Problem -
Find every line in the data that contains the word "team". Return each of those lines.

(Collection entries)
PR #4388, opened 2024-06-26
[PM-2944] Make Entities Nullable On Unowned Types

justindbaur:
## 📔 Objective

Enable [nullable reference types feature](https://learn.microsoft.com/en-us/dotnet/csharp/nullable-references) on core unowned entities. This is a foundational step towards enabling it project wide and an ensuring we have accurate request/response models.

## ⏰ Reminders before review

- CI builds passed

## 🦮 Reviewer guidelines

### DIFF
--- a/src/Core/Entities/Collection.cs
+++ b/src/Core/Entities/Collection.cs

==

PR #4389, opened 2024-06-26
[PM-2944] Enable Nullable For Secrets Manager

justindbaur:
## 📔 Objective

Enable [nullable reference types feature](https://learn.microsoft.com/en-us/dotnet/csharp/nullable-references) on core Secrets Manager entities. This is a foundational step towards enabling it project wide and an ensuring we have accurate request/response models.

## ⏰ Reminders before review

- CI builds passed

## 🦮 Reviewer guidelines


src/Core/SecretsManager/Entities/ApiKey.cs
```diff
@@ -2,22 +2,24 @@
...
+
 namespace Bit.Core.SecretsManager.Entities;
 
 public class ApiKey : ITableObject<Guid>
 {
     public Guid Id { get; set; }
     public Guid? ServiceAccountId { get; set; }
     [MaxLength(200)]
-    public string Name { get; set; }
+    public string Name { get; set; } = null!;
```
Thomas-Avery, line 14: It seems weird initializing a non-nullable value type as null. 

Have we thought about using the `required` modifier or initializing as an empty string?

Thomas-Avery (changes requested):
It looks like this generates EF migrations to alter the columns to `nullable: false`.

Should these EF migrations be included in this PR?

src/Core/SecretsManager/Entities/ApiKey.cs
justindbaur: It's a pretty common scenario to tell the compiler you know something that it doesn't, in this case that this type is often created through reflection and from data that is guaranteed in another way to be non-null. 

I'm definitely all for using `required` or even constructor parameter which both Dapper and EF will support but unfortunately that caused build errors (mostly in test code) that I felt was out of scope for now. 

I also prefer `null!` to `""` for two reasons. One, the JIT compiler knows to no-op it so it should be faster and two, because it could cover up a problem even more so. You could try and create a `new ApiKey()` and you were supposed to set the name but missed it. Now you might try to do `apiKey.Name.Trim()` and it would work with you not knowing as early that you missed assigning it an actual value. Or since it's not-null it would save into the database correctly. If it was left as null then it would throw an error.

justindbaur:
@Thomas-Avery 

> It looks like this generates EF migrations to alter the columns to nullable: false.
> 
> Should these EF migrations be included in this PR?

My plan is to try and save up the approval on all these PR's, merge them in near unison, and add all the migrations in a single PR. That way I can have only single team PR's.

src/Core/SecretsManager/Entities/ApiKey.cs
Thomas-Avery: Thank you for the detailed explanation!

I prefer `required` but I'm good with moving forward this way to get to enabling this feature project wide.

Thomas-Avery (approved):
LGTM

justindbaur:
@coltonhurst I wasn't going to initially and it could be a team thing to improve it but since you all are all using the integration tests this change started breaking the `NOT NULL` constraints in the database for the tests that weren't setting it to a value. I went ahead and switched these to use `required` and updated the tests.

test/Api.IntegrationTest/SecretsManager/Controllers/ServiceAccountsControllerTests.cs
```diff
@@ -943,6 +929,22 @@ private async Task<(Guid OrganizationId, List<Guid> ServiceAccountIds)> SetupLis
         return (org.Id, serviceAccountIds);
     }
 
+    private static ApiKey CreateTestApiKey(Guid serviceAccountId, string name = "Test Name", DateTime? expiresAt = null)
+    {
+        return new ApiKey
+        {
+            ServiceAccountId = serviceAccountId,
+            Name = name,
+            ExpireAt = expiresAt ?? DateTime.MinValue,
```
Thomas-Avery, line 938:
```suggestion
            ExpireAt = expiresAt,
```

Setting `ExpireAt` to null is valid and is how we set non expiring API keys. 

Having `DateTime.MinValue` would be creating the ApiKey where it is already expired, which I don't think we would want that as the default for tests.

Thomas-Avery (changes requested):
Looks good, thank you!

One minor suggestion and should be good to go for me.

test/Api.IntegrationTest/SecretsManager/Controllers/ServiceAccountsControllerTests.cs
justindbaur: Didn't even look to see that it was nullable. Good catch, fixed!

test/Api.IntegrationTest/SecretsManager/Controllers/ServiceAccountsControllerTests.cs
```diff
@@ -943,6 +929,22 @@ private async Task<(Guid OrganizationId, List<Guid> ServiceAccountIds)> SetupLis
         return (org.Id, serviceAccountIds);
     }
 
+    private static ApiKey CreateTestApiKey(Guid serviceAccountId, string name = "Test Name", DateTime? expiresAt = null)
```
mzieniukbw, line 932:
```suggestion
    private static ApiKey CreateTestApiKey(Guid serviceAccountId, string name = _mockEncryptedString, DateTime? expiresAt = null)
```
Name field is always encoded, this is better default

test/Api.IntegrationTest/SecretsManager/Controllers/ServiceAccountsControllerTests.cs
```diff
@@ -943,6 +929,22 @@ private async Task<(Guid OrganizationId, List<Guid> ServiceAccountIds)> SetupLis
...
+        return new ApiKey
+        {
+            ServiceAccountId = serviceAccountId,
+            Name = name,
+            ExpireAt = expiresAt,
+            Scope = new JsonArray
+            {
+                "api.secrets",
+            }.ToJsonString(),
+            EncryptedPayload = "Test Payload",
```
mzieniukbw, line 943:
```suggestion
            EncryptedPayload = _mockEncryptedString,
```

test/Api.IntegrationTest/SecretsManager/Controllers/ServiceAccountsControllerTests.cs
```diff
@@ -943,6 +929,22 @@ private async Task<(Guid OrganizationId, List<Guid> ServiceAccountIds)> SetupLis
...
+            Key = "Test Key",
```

...

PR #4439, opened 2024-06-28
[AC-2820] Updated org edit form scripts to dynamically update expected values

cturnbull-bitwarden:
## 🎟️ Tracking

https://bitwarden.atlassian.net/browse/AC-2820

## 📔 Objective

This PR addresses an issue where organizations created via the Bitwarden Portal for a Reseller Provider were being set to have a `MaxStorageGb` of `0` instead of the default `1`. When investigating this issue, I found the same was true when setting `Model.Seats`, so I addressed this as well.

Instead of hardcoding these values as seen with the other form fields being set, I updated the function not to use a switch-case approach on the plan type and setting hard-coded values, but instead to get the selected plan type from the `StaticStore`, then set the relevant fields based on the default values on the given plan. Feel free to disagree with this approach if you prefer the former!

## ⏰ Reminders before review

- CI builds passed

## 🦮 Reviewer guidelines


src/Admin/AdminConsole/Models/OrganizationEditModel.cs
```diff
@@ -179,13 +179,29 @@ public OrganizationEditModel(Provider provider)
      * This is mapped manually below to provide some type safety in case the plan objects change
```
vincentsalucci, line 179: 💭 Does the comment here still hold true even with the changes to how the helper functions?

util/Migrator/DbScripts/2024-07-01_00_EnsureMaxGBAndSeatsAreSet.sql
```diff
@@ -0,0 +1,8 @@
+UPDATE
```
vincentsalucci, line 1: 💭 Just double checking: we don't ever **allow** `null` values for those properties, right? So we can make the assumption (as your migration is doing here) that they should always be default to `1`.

Exercise solution -
My plan is to try and save up the approval on all these PR's, merge them in near unison, and add all the migrations in a single PR. That way I can have only single team PR's.
@coltonhurst I wasn't going to initially and it could be a team thing to improve it but since you all are all using the integration tests this change started breaking the `NOT NULL` constraints in the database for the tests that weren't setting it to a value. I went ahead and switched these to use `required` and updated the tests.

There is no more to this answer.